Tête-à-tête Literário, com João Reis
Uma entrevista a João Reis sobre livros e literatura.

Nesta rubrica, João Reis responde a 11 perguntas indiscretas sobre livros e literatura.

Livros e leitores. Fixações, obsessões, paixões assolapadas, ódios de estimação. Perguntas de algibeira, umas discretas, algumas indiscretas. Algumas perguntas de gosto duvidoso, outras a pedir provocação ou uma espécie de exaltação. O que falamos quando falamos de livros e aquilo que estamos disponíveis para revelar. Gente conhecida, anónimos, bons leitores, todos gente com opinião.

Onde compra os seus livros?

Em diversos locais, mas quase sempre online. Compro muitas edições estrangeiras. 

Qual o livro que mais ofereceu?

A Bíblia. Aquela versão pequenina, de capa azul, que contém o Novo Testamento e os Salmos. 

Se não fosse escritor, o que seria?

Já fui tanta coisa que a pergunta não se me aplica.

Qual o livro que nunca teve paciência para ler?

Para livros, poucos. Para arremedos de livros é que não tenho paciência. Evito esses livros fofinhos que estão na berra. 

Os livros são caros?

Em Portugal, sim. 

Sublinha os livros, dobra os cantos das páginas, ou os livros são para se estimar sem dobrar as lombadas durante a leitura?

Estimo-os. Dobrar e riscar livros é criminoso e Jesus não gosta. 

Que lugar quis conhecer por causa de um livro?

Vilnius. 

Guia-se pelos prémios nas suas leituras?

Em certa medida, sim: evito ao máximo os vencedores de alguns prémios. 

Uma casa sem livros é um jardim sem flores?

É uma má comparação. Grande parte das pessoas só tem livros em casa para a decorar, portanto, por vezes é preferível não ter flores que não desabrocham. 

Como é que organiza a sua biblioteca?

Não organizo, sofro de uma crónica falta de espaço. 

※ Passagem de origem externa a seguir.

PR #1922, opened 2025-08-01
Make scrollbar thumb size configurable

Akronix:
This change introduces a constant `THUMB_SIZE` to control the size of the scrollbar thumb, making it easier to adjust its appearance.

**What I have done and why:**

I just added a `const` variable to set the size of the scrollbar thumb, as I see it convenient to be able adapt it.


Jaehwa-Noh:
What about split width and height?
Currently, your modify always sets square.

Akronix:
@Jaehwa-Noh it is not square, the thumb "height" is determined from the amount of items in the list, whereas the width is what we are setting here. It just changes the other way around if the Orientation of the screen is horizontal instead of vertical.

Jaehwa-Noh:
@Akronix You're right. I am missing the when clause.

PR #1926, opened 2025-08-05
Remove unnecessary `@LooperMode` annotations

MGaetan89:
**What I have done and why**

I have removed all the `@LooperMode(LooperMode.Mode.PAUSED)` annotations, since `LooperMode.Mode.PAUSED` is the default (see https://github.com/robolectric/robolectric/blob/robolectric-4.15.1/robolectric/src/main/java/org/robolectric/plugins/LooperModeConfigurer.java#L17).


MGaetan89:
@dturner I've updated the PR for Robolectric 4.16.

MGaetan89:
@dturner the Robolectric update was done in #1981, but this still removes some unnecessary annotations.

A que livro volta sempre?    

Aos do Céline. Abro-os, leio uma passagem, rio-me e volto a guardá-los.

O autor

João Reis nasceu em Vila Nova de Gaia, em 1985. Estudou Veterinária, licenciou-se em Filosofia, e foi editor da Eucleia Editora, que fundou, de 2010 a 2012. Entre 2012 e 2015, trabalhou e residiu na Noruega, Suécia e Inglaterra, onde exerceu várias profissões. Atualmente, é tradutor literário, especialista em línguas nórdicas, tendo traduzido para português livros de Knut Hamsun, Halldór Laxness, August Strindberg e Patrick White, entre muitos outros. Em 2015, foi finalista do Bare Fiction Prize, na categoria de flash fiction, e, em 2018, foi-lhe atribuída uma das bolsas de criação literária da DGLAB. Quando Servi Gil Vicente é o quarto romance na Elsinore, antecedido por A Noiva do Tradutor, publicado nos EUA, em 2019, A Avó e a Neve Russa, finalista do prémio Fernando Namora 2018, e de A Devastação do Silêncio, um dos romances semifinalistas do Prémio Oceanos 2019.